Link Prediction in Python

Networks can describe a great variety of systems, from social networks to complex information systems. It is of crucial importance that these networks accurately model the real-world systems. Link prediction is the task of classifying the reliability of links in observed networks, and to identify links that are missing from the observed network. Depending on the network, link prediction is used to improve the accuracy of the network in case of missing data errors, predict the future system, or recommend links between nodes that could be connected based on their characteristics.

In this repository, we implemented two common paradigms of link prediction: Similarity-based link prediction and Maximum-likelihood link prediction. For the former, 20 metrics are implemented from a popular survey paper [3]. For the latter, HSM and SBM approaches from [1], [2] are implemented. These methods can be applied on any unweighted undirected graph, like the ones created in make_data.py. To test the metrics, you can use main.py with the arguments listed under Running instructions below. For a more formal introduction to the topic, we refer to the papers or the example notebook notebooks/link_prediction.ipynb.

If you take inspiration from this repository, make sure you give credit :) it would be greatly appreciated.

Similarity-based link prediction

Similarity-based link prediction methods are based around the idea that similar nodes are likely to be connected. Consider a social media network, where nodes are users and edges are connections. If two users share a lot of connections, it is very plausible that these users know eachother.

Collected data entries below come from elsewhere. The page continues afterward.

PR #1315, opened 2021-10-29
Added 1-20% jitter to expiration value stored by AwsCredentials struc…

jdelapla:
…t in producer-c.

Modified stepSignaling to include a check for expiration of credentials.
This is part of a larger effort to help customers with large fleets distribute the timings of their attempts to reconnect to our servers.

*Issue #, if available:*

*Description of changes:*

### DIFF
--- a/src/source/Signaling/StateMachine.c
+++ b/src/source/Signaling/StateMachine.c
@@ -82,7 +82,7 @@ STATUS stepSignalingStateMachine(PSignalingClient pSignalingClient, STATUS statu
 
     // Fix-up the expired credentials transition
     // NOTE: Api Gateway might not return an error that can be interpreted as unauthorized to
-    // make the correct transition to auth integration state.
+    // Make the correct transition to auth integration state.
     if (status == STATUS_SERVICE_CALL_NOT_AUTHORIZED_ERROR ||
         (pSignalingClient->pAwsCredentials != NULL && pSignalingClient->pAwsCredentials->expiration < currentTime)) {
         // Set the call status as auth error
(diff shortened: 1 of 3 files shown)


MushMal:
I provided some feedback on 

https://github.com/awslabs/amazon-kinesis-video-streams-producer-c/pull/254#issuecomment-956453242

Also, the PIC solution to jitter has a threshold below which jitter is not applied. Is there a good reason to add jitter to IoT credential provider at all? What about the other providers? Perhaps a better approach is to leave the providers alone and handle the jitter on the "consumer" side - i.e. the signaling client in this case.

src/source/Signaling/StateMachine.c
```diff
@@ -82,11 +82,11 @@ STATUS stepSignalingStateMachine(PSignalingClient pSignalingClient, STATUS statu
...
     // Fix-up the expired credentials transition
     // NOTE: Api Gateway might not return an error that can be interpreted as unauthorized to
-    // make the correct transition to auth integration state.
+    // Make the correct transition to auth integration state.
     if (status == STATUS_SERVICE_CALL_NOT_AUTHORIZED_ERROR ||
-        (SERVICE_CALL_UNKNOWN == (SERVICE_CALL_RESULT) ATOMIC_LOAD(&pSignalingClient->result) &&
-         pSignalingClient->pAwsCredentials->expiration < currentTime)) {
+        (pSignalingClient->pAwsCredentials != NULL && pSignalingClient->pAwsCredentials->expiration < currentTime)) {
         // Set the call status as auth error
+        DLOGD("Expiration: %llu %llu", pSignalingClient->pAwsCredentials->expiration, currentTime);
```
ycyang1229, line 89: maybe replace %llu with PRIu64.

Similarity-based link predictions use a similarity metric $S(u,v): N \times N \rightarrow \mathbb{R}$ is used to determine the similarity between nodes. A link is classified as missing if it is not currently in the network $(u,v) \notin G$ and the similarity score is meets some threshold $S(u,v) \geq t$ where $t$ is the threshold.

A popular $S$ is the Common Neighbors index: $S^\text{CN}(u,v) = | \Gamma(u) \cap \Gamma(v) |$ where $\Gamma(u)$ contains all $u$-adjacent nodes. In the social media example, this metric would look to connect users with many shared connections.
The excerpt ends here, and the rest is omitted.